» Required action
Retype, word for word, every line of the records below starting at the one that contains "Issue #1810, opened 2018-04-30" and ending at the one that contains "screen shot 2018-06-29 at 3 10 15 pm"; include both of those lines and nothing more.
═══ Excerpted data
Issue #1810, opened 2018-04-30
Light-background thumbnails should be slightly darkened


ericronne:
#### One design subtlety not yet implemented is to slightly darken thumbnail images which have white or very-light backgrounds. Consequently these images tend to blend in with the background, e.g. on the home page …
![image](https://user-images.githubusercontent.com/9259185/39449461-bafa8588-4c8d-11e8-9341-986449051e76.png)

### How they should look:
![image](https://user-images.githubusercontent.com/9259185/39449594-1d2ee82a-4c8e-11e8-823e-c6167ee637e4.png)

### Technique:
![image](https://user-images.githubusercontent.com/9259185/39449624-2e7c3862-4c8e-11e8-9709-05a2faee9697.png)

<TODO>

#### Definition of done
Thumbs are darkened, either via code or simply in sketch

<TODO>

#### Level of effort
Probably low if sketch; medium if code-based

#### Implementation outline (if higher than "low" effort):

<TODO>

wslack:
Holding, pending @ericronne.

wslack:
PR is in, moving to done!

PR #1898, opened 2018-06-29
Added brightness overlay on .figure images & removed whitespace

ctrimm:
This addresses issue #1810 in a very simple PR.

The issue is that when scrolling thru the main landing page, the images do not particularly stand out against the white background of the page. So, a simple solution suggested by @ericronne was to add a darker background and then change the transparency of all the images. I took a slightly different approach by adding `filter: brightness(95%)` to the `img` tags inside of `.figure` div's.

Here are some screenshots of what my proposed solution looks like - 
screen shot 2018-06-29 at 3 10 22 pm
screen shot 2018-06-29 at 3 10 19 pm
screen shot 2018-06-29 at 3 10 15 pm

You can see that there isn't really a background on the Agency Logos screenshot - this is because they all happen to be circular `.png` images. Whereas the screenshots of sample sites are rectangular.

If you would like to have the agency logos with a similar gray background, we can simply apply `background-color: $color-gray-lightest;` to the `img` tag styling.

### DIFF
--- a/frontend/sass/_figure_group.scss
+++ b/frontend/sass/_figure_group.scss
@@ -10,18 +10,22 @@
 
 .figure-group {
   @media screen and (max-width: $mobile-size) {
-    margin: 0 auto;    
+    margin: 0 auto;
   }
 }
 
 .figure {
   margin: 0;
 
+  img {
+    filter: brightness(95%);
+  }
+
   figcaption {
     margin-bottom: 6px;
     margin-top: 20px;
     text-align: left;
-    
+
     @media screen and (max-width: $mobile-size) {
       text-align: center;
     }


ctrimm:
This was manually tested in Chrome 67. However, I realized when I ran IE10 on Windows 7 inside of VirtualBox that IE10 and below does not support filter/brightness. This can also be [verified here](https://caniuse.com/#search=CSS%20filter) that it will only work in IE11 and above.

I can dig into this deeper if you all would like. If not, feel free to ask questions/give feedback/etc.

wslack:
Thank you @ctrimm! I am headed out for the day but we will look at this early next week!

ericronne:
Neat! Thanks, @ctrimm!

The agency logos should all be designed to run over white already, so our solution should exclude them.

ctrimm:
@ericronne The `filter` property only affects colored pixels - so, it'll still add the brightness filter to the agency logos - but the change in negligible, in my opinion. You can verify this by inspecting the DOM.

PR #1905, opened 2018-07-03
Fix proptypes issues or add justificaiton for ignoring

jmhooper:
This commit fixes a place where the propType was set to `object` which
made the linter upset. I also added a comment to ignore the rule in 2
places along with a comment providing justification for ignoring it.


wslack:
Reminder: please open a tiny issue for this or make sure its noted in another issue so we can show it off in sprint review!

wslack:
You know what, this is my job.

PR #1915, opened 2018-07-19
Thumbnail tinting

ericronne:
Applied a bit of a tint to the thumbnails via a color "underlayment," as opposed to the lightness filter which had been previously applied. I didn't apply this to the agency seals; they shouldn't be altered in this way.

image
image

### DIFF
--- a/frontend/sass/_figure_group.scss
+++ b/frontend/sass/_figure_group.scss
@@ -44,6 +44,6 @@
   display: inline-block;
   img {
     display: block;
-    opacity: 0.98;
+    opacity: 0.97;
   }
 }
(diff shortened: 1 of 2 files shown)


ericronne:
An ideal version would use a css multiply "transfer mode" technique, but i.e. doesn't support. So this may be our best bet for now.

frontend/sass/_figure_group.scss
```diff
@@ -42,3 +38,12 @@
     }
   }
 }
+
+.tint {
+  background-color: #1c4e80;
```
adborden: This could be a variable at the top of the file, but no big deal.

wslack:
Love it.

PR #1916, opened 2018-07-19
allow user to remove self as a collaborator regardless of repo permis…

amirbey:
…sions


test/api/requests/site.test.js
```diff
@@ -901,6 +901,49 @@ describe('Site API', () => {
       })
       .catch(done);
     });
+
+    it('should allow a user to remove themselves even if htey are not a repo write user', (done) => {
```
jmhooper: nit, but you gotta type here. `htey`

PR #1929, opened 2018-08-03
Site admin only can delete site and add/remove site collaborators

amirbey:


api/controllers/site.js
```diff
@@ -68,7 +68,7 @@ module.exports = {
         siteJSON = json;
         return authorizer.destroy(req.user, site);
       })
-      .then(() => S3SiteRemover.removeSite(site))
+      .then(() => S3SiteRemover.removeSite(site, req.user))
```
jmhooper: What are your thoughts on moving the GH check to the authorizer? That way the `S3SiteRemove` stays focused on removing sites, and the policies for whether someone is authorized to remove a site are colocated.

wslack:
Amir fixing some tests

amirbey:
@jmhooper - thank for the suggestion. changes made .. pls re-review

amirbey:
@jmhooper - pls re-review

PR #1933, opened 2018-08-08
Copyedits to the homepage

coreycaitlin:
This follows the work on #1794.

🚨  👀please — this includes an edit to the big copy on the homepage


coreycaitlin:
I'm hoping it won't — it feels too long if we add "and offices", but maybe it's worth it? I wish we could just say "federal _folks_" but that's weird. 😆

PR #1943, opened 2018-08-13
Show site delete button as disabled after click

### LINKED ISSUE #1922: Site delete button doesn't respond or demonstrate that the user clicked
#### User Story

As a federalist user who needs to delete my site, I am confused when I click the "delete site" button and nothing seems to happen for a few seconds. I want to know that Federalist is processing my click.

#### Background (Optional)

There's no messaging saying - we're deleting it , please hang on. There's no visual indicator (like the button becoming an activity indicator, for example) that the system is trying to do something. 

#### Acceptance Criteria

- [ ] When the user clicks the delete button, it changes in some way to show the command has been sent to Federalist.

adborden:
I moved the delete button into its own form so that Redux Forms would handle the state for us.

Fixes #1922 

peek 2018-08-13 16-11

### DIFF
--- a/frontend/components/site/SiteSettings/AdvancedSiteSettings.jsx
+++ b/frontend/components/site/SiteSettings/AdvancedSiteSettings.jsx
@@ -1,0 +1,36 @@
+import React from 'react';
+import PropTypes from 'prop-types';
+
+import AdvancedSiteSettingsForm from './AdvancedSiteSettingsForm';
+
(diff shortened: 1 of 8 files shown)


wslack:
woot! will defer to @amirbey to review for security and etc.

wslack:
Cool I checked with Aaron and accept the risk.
══════
═══ Excerpted data
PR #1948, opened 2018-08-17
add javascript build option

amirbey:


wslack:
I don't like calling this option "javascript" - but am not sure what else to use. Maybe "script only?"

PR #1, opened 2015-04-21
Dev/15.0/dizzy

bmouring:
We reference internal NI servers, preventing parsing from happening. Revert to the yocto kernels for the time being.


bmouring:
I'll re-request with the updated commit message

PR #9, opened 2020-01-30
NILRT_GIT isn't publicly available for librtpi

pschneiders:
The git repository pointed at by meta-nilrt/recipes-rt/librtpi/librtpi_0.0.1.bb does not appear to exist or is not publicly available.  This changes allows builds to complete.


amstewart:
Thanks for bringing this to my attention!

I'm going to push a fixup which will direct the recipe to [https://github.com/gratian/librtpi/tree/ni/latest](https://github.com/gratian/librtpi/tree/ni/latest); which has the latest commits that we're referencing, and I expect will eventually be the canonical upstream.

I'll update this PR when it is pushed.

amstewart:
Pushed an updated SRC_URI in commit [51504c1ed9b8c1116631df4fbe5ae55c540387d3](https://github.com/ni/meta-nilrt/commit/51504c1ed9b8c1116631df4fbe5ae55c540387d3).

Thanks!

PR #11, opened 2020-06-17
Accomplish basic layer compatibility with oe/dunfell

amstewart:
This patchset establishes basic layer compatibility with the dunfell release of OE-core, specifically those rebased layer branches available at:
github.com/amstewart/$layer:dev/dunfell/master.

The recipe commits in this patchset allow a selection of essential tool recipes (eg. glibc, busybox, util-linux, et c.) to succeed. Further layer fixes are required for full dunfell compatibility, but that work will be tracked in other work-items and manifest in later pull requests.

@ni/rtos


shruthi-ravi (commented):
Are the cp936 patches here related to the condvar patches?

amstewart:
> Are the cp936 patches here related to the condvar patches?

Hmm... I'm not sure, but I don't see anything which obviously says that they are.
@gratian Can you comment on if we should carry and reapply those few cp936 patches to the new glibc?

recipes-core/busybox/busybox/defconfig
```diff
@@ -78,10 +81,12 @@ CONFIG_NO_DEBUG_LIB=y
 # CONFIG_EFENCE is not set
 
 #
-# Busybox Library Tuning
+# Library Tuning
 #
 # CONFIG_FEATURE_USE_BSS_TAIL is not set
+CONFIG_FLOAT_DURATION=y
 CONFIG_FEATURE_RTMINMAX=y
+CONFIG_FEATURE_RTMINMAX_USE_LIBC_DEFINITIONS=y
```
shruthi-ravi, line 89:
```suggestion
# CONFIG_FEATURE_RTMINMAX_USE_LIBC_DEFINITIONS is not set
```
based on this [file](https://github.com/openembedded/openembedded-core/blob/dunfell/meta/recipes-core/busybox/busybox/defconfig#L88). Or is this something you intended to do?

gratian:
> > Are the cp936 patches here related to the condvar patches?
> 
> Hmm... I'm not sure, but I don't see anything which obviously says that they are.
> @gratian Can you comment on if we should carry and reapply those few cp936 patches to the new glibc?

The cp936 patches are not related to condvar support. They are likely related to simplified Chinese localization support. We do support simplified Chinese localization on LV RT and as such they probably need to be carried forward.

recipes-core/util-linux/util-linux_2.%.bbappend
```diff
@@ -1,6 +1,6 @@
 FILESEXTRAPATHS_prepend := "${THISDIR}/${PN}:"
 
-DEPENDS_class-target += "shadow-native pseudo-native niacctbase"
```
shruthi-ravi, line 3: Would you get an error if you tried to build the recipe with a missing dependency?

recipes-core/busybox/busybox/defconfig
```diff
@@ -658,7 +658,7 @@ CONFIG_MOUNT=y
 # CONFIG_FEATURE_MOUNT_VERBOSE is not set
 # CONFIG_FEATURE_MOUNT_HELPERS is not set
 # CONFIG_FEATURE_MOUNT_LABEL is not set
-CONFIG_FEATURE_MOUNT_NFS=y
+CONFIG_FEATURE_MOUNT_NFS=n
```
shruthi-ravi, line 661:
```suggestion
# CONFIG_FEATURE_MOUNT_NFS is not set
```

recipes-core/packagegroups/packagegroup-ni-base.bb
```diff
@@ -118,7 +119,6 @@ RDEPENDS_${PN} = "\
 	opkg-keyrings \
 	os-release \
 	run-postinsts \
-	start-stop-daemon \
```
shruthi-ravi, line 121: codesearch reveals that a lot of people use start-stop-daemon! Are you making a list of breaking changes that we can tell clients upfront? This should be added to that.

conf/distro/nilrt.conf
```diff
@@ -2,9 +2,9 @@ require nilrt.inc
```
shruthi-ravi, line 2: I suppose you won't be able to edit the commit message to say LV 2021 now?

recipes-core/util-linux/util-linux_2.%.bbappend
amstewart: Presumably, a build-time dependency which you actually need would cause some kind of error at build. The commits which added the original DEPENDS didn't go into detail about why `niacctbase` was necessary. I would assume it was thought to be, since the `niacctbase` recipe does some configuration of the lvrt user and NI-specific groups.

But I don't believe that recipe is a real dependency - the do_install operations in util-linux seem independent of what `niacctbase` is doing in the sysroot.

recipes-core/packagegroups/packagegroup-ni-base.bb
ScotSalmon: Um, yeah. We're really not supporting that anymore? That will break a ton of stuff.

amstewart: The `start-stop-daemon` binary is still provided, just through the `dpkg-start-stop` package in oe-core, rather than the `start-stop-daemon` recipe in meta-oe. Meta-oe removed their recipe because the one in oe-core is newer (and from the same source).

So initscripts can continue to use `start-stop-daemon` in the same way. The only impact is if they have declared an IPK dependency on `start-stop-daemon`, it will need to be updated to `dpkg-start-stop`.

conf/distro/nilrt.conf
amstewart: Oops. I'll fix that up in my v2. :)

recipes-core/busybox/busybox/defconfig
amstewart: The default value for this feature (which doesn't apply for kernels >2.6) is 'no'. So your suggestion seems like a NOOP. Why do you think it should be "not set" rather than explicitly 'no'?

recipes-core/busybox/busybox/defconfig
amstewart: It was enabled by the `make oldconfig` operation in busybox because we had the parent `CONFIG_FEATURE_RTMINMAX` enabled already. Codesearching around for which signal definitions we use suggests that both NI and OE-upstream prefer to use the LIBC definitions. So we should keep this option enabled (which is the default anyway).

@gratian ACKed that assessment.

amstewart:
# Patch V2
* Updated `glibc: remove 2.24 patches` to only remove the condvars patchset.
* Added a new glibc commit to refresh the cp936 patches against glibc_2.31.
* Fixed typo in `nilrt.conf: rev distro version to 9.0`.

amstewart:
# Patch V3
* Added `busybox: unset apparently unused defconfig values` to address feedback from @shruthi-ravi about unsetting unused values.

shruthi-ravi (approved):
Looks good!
══════
═══ Excerpted data
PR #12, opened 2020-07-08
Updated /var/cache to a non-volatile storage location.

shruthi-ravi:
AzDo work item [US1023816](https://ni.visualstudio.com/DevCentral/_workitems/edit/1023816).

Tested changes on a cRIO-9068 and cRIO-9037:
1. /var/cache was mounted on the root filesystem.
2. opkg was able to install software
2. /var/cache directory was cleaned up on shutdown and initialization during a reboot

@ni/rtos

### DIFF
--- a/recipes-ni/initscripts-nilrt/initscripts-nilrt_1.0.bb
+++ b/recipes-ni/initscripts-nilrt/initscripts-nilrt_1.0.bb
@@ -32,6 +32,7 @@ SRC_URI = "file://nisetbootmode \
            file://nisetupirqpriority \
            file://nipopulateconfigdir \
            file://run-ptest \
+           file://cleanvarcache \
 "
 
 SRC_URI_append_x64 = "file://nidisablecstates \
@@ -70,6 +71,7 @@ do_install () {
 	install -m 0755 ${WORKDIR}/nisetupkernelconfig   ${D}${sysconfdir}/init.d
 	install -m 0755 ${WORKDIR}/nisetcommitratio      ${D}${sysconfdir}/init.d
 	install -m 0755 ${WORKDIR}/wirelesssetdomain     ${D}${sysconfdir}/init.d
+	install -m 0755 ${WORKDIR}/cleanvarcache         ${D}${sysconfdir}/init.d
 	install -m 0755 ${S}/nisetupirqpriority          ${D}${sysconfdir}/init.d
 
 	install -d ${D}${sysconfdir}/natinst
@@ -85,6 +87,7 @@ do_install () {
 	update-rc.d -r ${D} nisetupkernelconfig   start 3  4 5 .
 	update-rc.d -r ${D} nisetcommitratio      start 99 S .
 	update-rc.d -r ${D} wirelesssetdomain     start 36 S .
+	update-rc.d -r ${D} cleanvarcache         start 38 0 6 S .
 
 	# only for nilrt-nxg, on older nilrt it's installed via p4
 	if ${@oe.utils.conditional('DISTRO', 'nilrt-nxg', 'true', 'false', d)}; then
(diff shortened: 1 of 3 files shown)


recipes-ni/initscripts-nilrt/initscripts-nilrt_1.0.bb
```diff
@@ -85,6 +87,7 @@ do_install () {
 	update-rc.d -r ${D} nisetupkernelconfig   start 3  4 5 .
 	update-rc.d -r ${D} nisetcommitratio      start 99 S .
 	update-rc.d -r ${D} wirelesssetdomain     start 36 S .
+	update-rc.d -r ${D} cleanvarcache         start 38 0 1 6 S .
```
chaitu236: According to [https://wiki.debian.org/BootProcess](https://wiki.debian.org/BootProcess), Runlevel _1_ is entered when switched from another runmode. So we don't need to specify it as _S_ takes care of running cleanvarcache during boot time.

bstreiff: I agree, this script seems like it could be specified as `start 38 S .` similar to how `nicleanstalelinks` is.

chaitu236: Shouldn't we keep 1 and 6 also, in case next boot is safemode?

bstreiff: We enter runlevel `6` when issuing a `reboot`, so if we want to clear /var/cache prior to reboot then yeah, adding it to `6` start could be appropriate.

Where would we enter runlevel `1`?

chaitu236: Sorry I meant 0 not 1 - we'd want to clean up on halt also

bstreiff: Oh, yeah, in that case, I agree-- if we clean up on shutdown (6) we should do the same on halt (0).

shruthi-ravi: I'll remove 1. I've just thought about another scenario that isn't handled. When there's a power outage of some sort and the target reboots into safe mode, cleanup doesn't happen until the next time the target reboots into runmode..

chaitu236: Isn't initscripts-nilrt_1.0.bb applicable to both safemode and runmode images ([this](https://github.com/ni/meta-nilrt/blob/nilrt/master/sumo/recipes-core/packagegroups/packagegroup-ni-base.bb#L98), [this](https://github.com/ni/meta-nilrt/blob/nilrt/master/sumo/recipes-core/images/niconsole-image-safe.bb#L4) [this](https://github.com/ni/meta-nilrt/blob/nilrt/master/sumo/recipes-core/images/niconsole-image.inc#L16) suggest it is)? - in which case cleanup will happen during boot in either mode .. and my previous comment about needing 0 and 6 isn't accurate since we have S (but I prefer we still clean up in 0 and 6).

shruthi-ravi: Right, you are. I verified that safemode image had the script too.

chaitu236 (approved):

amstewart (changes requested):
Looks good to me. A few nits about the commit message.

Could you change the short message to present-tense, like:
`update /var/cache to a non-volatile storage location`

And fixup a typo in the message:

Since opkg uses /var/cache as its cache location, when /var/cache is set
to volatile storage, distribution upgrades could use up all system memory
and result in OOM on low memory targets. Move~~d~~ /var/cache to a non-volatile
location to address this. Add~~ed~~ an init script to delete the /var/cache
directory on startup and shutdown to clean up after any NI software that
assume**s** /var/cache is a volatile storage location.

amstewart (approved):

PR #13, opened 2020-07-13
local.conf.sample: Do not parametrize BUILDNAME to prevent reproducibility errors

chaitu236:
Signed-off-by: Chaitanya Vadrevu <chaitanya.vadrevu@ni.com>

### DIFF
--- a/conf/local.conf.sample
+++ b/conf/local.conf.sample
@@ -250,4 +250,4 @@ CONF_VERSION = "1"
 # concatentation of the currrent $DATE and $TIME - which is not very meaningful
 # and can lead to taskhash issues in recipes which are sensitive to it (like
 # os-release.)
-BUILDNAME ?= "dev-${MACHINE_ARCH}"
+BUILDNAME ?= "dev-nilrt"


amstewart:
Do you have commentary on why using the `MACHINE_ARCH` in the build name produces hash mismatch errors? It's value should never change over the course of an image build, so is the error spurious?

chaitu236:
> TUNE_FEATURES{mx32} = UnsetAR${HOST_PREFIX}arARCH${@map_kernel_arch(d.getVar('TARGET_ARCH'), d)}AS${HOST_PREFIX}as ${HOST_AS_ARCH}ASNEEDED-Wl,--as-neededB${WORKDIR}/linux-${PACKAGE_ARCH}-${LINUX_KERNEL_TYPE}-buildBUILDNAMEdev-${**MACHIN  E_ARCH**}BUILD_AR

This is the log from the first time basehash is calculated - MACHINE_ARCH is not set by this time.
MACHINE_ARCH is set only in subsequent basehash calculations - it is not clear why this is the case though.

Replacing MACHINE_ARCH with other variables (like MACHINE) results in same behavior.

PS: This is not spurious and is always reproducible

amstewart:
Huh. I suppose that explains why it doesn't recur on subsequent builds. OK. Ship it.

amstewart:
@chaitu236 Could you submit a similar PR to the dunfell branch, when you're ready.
══════
» Solution below
Issue #1810, opened 2018-04-30
Light-background thumbnails should be slightly darkened


ericronne:
#### One design subtlety not yet implemented is to slightly darken thumbnail images which have white or very-light backgrounds. Consequently these images tend to blend in with the background, e.g. on the home page …
![image](https://user-images.githubusercontent.com/9259185/39449461-bafa8588-4c8d-11e8-9341-986449051e76.png)

### How they should look:
![image](https://user-images.githubusercontent.com/9259185/39449594-1d2ee82a-4c8e-11e8-823e-c6167ee637e4.png)

### Technique:
![image](https://user-images.githubusercontent.com/9259185/39449624-2e7c3862-4c8e-11e8-9709-05a2faee9697.png)

<TODO>

#### Definition of done
Thumbs are darkened, either via code or simply in sketch

<TODO>

#### Level of effort
Probably low if sketch; medium if code-based

#### Implementation outline (if higher than "low" effort):

<TODO>

wslack:
Holding, pending @ericronne.

wslack:
PR is in, moving to done!

PR #1898, opened 2018-06-29
Added brightness overlay on .figure images & removed whitespace

ctrimm:
This addresses issue #1810 in a very simple PR.

The issue is that when scrolling thru the main landing page, the images do not particularly stand out against the white background of the page. So, a simple solution suggested by @ericronne was to add a darker background and then change the transparency of all the images. I took a slightly different approach by adding `filter: brightness(95%)` to the `img` tags inside of `.figure` div's.

Here are some screenshots of what my proposed solution looks like - 
screen shot 2018-06-29 at 3 10 22 pm
screen shot 2018-06-29 at 3 10 19 pm
screen shot 2018-06-29 at 3 10 15 pm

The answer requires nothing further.